[[ DATASET RECORDS open ]]
PR #4077, opened 2026-08-29
Improvements for type inference

dgrunwald:
The deduplication of equivalent types is changed to an algorithm much closer to what Roslyn is doing:
 * uses a dictionary instead of quadratic merging step
 * no need to split the merged candidates back into lower/upper lists
 * supports merging types with different nullability

### DIFF
--- a/ICSharpCode.Decompiler.Tests/Semantics/TypeInferenceTests.cs
+++ b/ICSharpCode.Decompiler.Tests/Semantics/TypeInferenceTests.cs
@@ -1258,13 +1258,25 @@ namespace ICSharpCode.Decompiler.Tests.Semantics
 		}
 
 		[Test]
+		public void BestCommonTypeObjectAndNullableString()
+		{
+			Assert.That(
+				ti.GetBestCommonType([
+					new ResolveResult(compilation.FindType(KnownTypeCode.Object).ChangeNullability(Nullability.NotNullable)),
+					new ResolveResult(compilation.FindType(KnownTypeCode.String).ChangeNullability(Nullability.Nullable))
+				], out bool success),
+				Is.EqualTo(compilation.FindType(KnownTypeCode.Object).ChangeNullability(Nullability.Nullable)));
+			Assert.That(success);
+		}
+
+		[Test]
 		public void BestCommonTypeObjectAndNullableObject()
 		{
 			Assert.That(
-				ti.GetBestCommonType(new[] {
+				ti.GetBestCommonType([
 					new ResolveResult(compilation.FindType(KnownTypeCode.Object).ChangeNullability(Nullability.NotNullable)),
 					new ResolveResult(compilation.FindType(KnownTypeCode.Object).ChangeNullability(Nullability.Nullable))
-				}, out bool success),
+				], out bool success),
 				Is.EqualTo(compilation.FindType(KnownTypeCode.Object).ChangeNullability(Nullability.Nullable)));
 			Assert.That(success);
 		}
--- a/ICSharpCode.Decompiler.Tests/Semantics/TypeInferenceTests.cs
+++ b/ICSharpCode.Decompiler.Tests/Semantics/TypeInferenceTests.cs
@@ -23,6 +23,7 @@ using System.Collections.Immutable;
 using System.Collections.ObjectModel;
 using System.IO;
 using System.Linq;
+using System.Reflection.Metadata;
 
 using ICSharpCode.Decompiler.CSharp.Resolver;
 using ICSharpCode.Decompiler.Metadata;
@@ -713,6 +714,15 @@ namespace ICSharpCode.Decompiler.Tests.Semantics
 				ImmutableArray.CreateRange(elementNames));
 		}
 
+		FunctionPointerType MakeFunctionPointerType(ICompilation comp, IType returnType)
+		{
+			return new FunctionPointerType(
+				(MetadataModule)comp.MainModule,
+				SignatureCallingConvention.Default, ImmutableArray<IType>.Empty,
+				returnType, returnIsRefReadOnly: false,
+				ImmutableArray<IType>.Empty, ImmutableArray<ReferenceKind>.Empty);
+		}
+
 		[Test]
 		public void BestCommonTypeMergesTupleElementNames()
 		{
@@ -727,6 +737,21 @@ namespace ICSharpCode.Decompiler.Tests.Semantics
 					new ResolveResult(MakeTupleType(comp, "a", "c"))
 				}, out success),
 				Is.EqualTo(MakeTupleType(comp, "a", null)));
+			Assert.That(success);
+		}
+
+		[Test]
+		public void BestCommonTypeMergesFunctionPointerTupleElementNames()
+		{
+			var comp = RefAssemblyCompilation.Instance;
+			var inference = new TypeInference(comp);
+
+			Assert.That(
+				inference.GetBestCommonType(new[] {
+					new ResolveResult(MakeFunctionPointerType(comp, MakeTupleType(comp, "a", "b"))),
+					new ResolveResult(MakeFunctionPointerType(comp, MakeTupleType(comp, "a", "c")))
+				}, out bool success),
+				Is.EqualTo(MakeFunctionPointerType(comp, MakeTupleType(comp, "a", null))));
 			Assert.That(success);
 		}
 
--- a/ICSharpCode.Decompiler.Tests/Semantics/TypeInferenceTests.cs
+++ b/ICSharpCode.Decompiler.Tests/Semantics/TypeInferenceTests.cs
@@ -854,25 +854,24 @@ namespace ICSharpCode.Decompiler.Tests.Semantics
 		}
 
 		[Test]
-		public void FixingDoesNotMergeBoundsThatDifferInNullability()
+		public void FixingMergesBoundsThatDifferInNullability()
 		{
 			// Signature:  M<T>(T x, T y)
 			// Invocation: M(nullableArrayOfString, arrayOfString);
-			// Merging nullability requires the variance of the position, which this
-			// implementation does not track, so such bounds stay distinct and fixing fails
-			// (csc infers string[]?).
+			// Merging nullability in this covariant position should result in T=string[]? (the nullable array type).
 			var comp = RefAssemblyCompilation.Instance;
 			var T = new DefaultTypeParameter(comp, SymbolKind.Method, 0, "T");
 			IType stringType = comp.FindType(KnownTypeCode.String);
 
-			new TypeInference(comp).InferTypeArguments(new ITypeParameter[] { T },
-				new[] {
+			var result = new TypeInference(comp).InferTypeArguments([T],
+				[
 					new ResolveResult(new ArrayType(comp, stringType, 1, Nullability.Nullable)),
 					new ResolveResult(new ArrayType(comp, stringType))
-				},
-				new IType[] { T, T },
+				],
+				[T, T],
 				out bool success);
-			Assert.That(success, Is.False);
+			Assert.That(success, Is.True);
+			Assert.That(result, Is.EqualTo([new ArrayType(comp, stringType, 1, Nullability.Nullable)]));
 		}
 
 		[Test]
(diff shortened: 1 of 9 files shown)


ICSharpCode.Decompiler/CSharp/Resolver/TypeInference.cs
```diff
@@ -1210,8 +1221,57 @@ IReadOnlyList<IType> FindTypesInBounds(IReadOnlyList<IType> lowerBounds, IReadOn
...
+					{
+						var merged = MergeSimilarTypes(existing, bound, variance);
+						Log.WriteLine(" Merged similar types " + existing + " and " + bound + " into " + merged);
+						if (merged != null)
+						{
+							candidateMergeDict[key] = merged;
+						}
+						else
+						{
+							Debug.Fail("MergeSimilarTypes should always be able to merge;"
```
siegfriedpammer, line 1308: **Blocking, reproduced.** This assert is reachable, and a Debug build dies on it.

`KeyForTypeMerging` erases object/dynamic and nullability at *every* nesting level (`VisitChildren` recurses through all type constructors), but `MergeSimilarTypes` only rebuilds through `NullabilityAnnotatedType`, `TupleType`, `ParameterizedType`, `ArrayType` and `PointerType`. `ByReferenceType`, `ModifiedType` and `FunctionPointerType` collide on one key and cannot merge.

Repro:

```csharp
public class C
{
    public object objField;
    public dynamic dynField;
    public static void Use(ref object o) { }
    public void N(bool c) { Use(ref (c ? ref objField : ref dynField)); }
}
```

| build | `ilspycmd` on that assembly |
| --- | --- |
| this PR, Debug | `Process terminated. Assertion failed. MergeSimilarTypes should always be able to merge...` |
| `5d9cdce94`, Debug | decompiles fine |
| this PR, Release | decompiles fine, output identical to base |

Path: `ExpressionBuilder.VisitIfInstruction:4153` -> `GetBestCommonType` -> `Fix:1009` -> `FindTypesInBounds:1268` -> `AddCandidates:1258`.

Because `Debug.Fail` is `[Conditional("DEBUG")]`, Release drops the `else` branch and silently keeps only the first bound, so Debug and Release disagree on the candidate set.

Also reproduced directly through `FindTypeInBounds`: `{ref object, ref dynamic}` (both keys `dynamic&`) and `{modopt(IDisposable) object, modopt(IDisposable) dynamic}` (both keys `dynamic modopt(System.IDisposable)`). `FunctionPointerType` is the same gap by inspection - I did not construct one.

Widening `MergeSimilarTypes` case by case leaves the same trap open for the next type constructor; keeping the key visitor and the merger in lockstep, or falling back to a key comparison instead of asserting, closes it.

*Written by Claude Code (Opus 5) on my behalf; I have checked the reproductions.*

siegfriedpammer (commented):
Reviewed at `3564e61d4` vs merge base `5d9cdce94`. Full `ICSharpCode.Decompiler.Tests` on the branch is green (3463 passed, 0 failed, 45 skipped; `ILSpy-tests` absent so round-trip did not run).

One blocking finding: a Debug build aborts on a `ref object` / `ref dynamic` conditional that the base decompiles fine. The rest are latent or cosmetic; each comment says which.

I checked and cleared these, so they don't need a second look: the `MergeNullability` table is correct in all 27 cells against Roslyn's `Join`/`Meet`/`EnsureCompatible`, and `Combine` faithfully reimplements `GetTypeArgumentVariance`; `Debug.Assert(topLevelNullability.HasValue)` always holds; dropping `pa.GenericType.Equals(pb.GenericType)` is safe (the `ParameterizedType` ctors enforce arity); `MoveToImmutable()` is filled to capacity; no value-type candidate can gain a `?` (`ChangeNullability` returns `this` when `IsReferenceType == false`).

*This review was produced by Claude Code (Opus 5) on my behalf; I have NOT checked the reproductions.*

ICSharpCode.Decompiler/CSharp/Resolver/TypeInference.cs
```diff
@@ -1224,6 +1284,15 @@ IReadOnlyList<IType> FindTypesInBounds(IReadOnlyList<IType> lowerBounds, IReadOn
 				c => candidateTypes.All(o => conversions.ImplicitConversion(o, c).IsValid)
 			).ToList();
 
+			// Apply the merged top-level nullability:
+			Debug.Assert(topLevelNullability.HasValue);
+			// (Roslyn has a different approach in MergeOrRemoveCandidates, but to me that just looked
+			//  like an overly complicated way of achieving the same thing.)
+			for (int i = 0; i < candidateTypes.Count; i++)
+			{
+				candidateTypes[i] = candidateTypes[i].ChangeNullability(topLevelNullability.Value);
```
siegfriedpammer, line 1346: **Latent, measured.** This stamp is discarded on the path the decompiler actually takes.

`candidateTypes.Clear()` a few lines below throws the stamped list away whenever the spec-fixing step did not leave exactly one candidate and the algorithm is `Improved` - which is what `ExpressionBuilder.cs:112` uses. The improved algorithm then rebuilds candidates from `GetAllBaseTypeDefinitions()`/`GetAllTypeDefinitions()` and never re-applies it.

Measured through `FindTypeInBounds`:

| lower bounds | result |
| --- | --- |
| `{string?, Exception}` | `object`, `Oblivious` - accumulator computed `Nullable`, `Clear()` dropped it |
| `{string?, object}` | `object?` - spec path, kept |
| `{string?, string}` | `string?` - spec path, kept |

Output impact is annotation-only today (it surfaces as the printed cast in the conditional-expression path), so this is not urgent - but the same bounds yield an annotated or unannotated result depending purely on which exit produced the winner. Moving the loop to just before each `return candidateTypes;` would settle it.

*Written by Claude Code (Opus 5) on my behalf; I have checked the reproductions.*

ICSharpCode.Decompiler/CSharp/Resolver/TypeInference.cs
```diff
@@ -1210,8 +1221,57 @@ IReadOnlyList<IType> FindTypesInBounds(IReadOnlyList<IType> lowerBounds, IReadOn
...
+			{
+				// This helper function works like Roslyn's MethodTypeInference.AddAllCandidates().
+				// It deduplicates similar types and merges them into a single candidate type,
+				// handling differences in nullability, tuple element names, and object/dynamic,
+				// but only if the type is otherwise completely identical.
+				foreach (var bound in bounds)
+				{
+					if (topLevelNullability.HasValue)
+					{
+						topLevelNullability = MergeNullability(topLevelNullability.Value, bound.Nullability, variance);
```
siegfriedpammer, line 1291: **Latent, but the comment below it overstates the equivalence.**

One accumulator is folded left over the lower bounds (covariant) and then the upper bounds (contravariant), then stamped over the winner's own annotation. Roslyn merges per candidate: `AddOrMergeCandidate` only merges annotations between candidates its `EqualsIgnoringDynamicTupleNamesAndNullabilityComparer` calls equal, and `MergeOrRemoveCandidates` folds a removed candidate's annotation only into the shape-equivalent survivor.

Measured, with csc ground truth from a `SemanticModel` probe on `MLU<T>(T lower, Action<T> upper)`:

| bounds | this PR | csc |
| --- | --- | --- |
| lower `{string!}`, upper `{object?}` | `object!` | `object?` |
| lower `{string^oblivious}`, upper `{object?}` | `object` (`?` dropped) | - |

Reachable as `static void M<T>(T x, Action<T> a)` called with `M("s", (object? o) => {})`; in practice `IEnumerable<out T>` plus `Action<in T>`. Lower-bounds-only inference (`GetBestCommonType`) matches Roslyn, so only a type parameter with both a lower and an upper bound diverges.

It cannot flip the explicit-type-argument decision today, since `IsAppropriateCallTarget` compares under `TypeErasure`. The concrete cost is the comment calling `MergeOrRemoveCandidates` "an overly complicated way of achieving the same thing" - a two-bound case disproves that, and the next reader will trust it.

*Written by Claude Code (Opus 5) on my behalf; I have checked the reproductions.*

ICSharpCode.Decompiler/CSharp/Transforms/IntroduceQueryExpressions.cs
```diff
@@ -142,6 +142,8 @@ bool CanUseDiscardAssignment()
 			MemberReferenceExpression? mre = invocation.Target as MemberReferenceExpression;
 			if (mre == null || IsNullConditional(mre.Target))
 				return null;
+			if (mre.TypeArguments.Count > 0)
```
siegfriedpammer, line 145: **Guess - I could not reproduce this, flagging the mechanism only.**

The guard sees only the outermost call. The OrderBy/ThenBy case collapses the chain in its own `while` loop below, reassigning `mre = (MemberReferenceExpression)tmp.Target` with no `TypeArguments` re-check, and `ValidateThenByChain` - which already re-checks `IsNullConditional` per level - was not given the matching check. So for `src.OrderBy<TSource, TKey>(x => k1).ThenBy(x => k2)` the outer `ThenBy` passes the guard and the inner `OrderBy` is consumed without `DecompileQuery` ever seeing its type arguments.

I tried to make it bite: adding `from s in strings where s != null orderby s.Length, s select s.ToUpper()` over `IEnumerable<string?>` to the `NullableRefTypes` fixture round-trips with query syntax preserved, because inference succeeds there and no type arguments are emitted. I have no input that forces type arguments onto an inner `OrderBy` while leaving the outer `ThenBy` inferable, so this does not meet the "output is wrong" bar on its own.

Raising it only because the guard and `ValidateThenByChain` now disagree about which per-level checks the chain needs, and the guard has no fixture of its own - no Pretty expectation carries explicit type arguments on a LINQ method, so nothing in the suite would catch the reachable case if it appears.

*Written by Claude Code (Opus 5) on my behalf; I have checked the reproductions.*

ICSharpCode.Decompiler/Semantics/LambdaResolveResult.cs
```diff
@@ -165,7 +165,7 @@ public override Conversion IsValid(IType[] parameterTypes, IType returnType, CSh
 					return Conversion.None;
 				for (int i = 0; i < parameterTypes.Length; ++i)
 				{
-					if (parameterTypes[i].Equals(this.Parameters[i].Type))
+					if (NormalizeTypeVisitor.IgnoreNullability.EquivalentTypes(parameterTypes[i], this.Parameters[i].Type))
```
siegfriedpammer, line 168: **Not a bug - a question about which layer the fix belongs on.**

This does not loosen conversion validity at all. `IgnoreNullability` is strictly finer than `TypeErasure`, and `IdentityConversion` (`CSharpConversions.cs:347`) compares under `TypeErasure`, so every pair this branch short-circuits was already accepted two lines below. The only behavioural change is that `AttemptedConversionWithTypeMismatch` stops latching, and its sole consumer is `IntroduceQueryExpressions.MatchSimpleLambda`.

So this is a second net for the bug the type-inference commits already fix at the root, applied one layer under where the signal is read. Both `T09_Linq` fixtures pass with either change alone, so nothing in the suite distinguishes them.

The cost appears when inference and csc diverge for some other reason - the `M<T>(T, Action<T>)` case above is one: instead of falling back to method-call syntax, the transform emits query syntax and the range variable re-binds to the source's element type, so `from s in strings select s` over `IEnumerable<string?>` yields `IEnumerable<string?>` against a declared `IEnumerable<string>` (CS8619). `IgnoreNullability` also erases modopt/modreq, which the name does not say and which nothing here needed.

If the root fix is trusted, this line can go; if it is meant as a backstop, it would be worth a fixture that fails without it.

*Written by Claude Code (Opus 5) on my behalf; I have checked the reproductions.*

ICSharpCode.Decompiler.Tests/Semantics/TypeInferenceTests.cs
```diff
@@ -1387,8 +1422,12 @@ public void CommonSubTypeIEnumerableClonableIEnumerableComparableList()
 			// ReadOnlyCollectionBuilder<T> appears because the test compilation includes
 			// System.Core, which declares it as another public implementation of both
 			// IList and IList<T>.
+			var typesInBounds = FindAllTypesInBounds(Resolve(), Resolve(typeof(IEnumerable<ICloneable>), typeof(IEnumerable<IComparable>), typeof(IList)));
+			// As this finds all derived types, the result set contains compiler-generated types like <>z__ReadOnlyArray`1.
+			// We filter those out to make the test more robust against changes.
+			typesInBounds = typesInBounds.Where(t => !t.GetDefinition().IsCompilerGenerated()).ToArray();
```
siegfriedpammer, line 1453: Small thing: the comment reads as a guard against future corelib churn, but the churn is self-inflicted by this same file.

`<>z__ReadOnlyArray` occurs 0 times in the base test assembly (`5d9cdce94`) and 1 time in this branch's. The test compilation includes the test assembly itself, so the new candidate is Roslyn output from rewriting the other tests here to collection-expression syntax (`InferTypeArguments([T], ...)`, `Is.EqualTo([new ArrayType(...)])`) - production code cannot emit a type into the test assembly.

Not a product concern: the `GetAllTypeDefinitions()` branch only runs when `lowerBounds.Count == 0`, and every decompiler call site supplies lower bounds. Just worth either fixing the comment or keeping array-initialiser syntax in this one file, which removes the need for the filter.

*Written by Claude Code (Opus 5) on my behalf; I have checked the reproductions.*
[[ DATASET RECORDS closed ]]
HOW TO COMPLETE THIS TASK —
Scan the listing for the word "select". Copy every line in which it appears.

RESPONSE BOX —
I tried to make it bite: adding `from s in strings where s != null orderby s.Length, s select s.ToUpper()` over `IEnumerable<string?>` to the `NullableRefTypes` fixture round-trips with query syntax preserved, because inference succeeds there and no type arguments are emitted. I have no input that forces type arguments onto an inner `OrderBy` while leaving the outer `ThenBy` inferable, so this does not meet the "output is wrong" bar on its own.
The cost appears when inference and csc diverge for some other reason - the `M<T>(T, Action<T>)` case above is one: instead of falling back to method-call syntax, the transform emits query syntax and the range variable re-binds to the source's element type, so `from s in strings select s` over `IEnumerable<string?>` yields `IEnumerable<string?>` against a declared `IEnumerable<string>` (CS8619). `IgnoreNullability` also erases modopt/modreq, which the name does not say and which nothing here needed.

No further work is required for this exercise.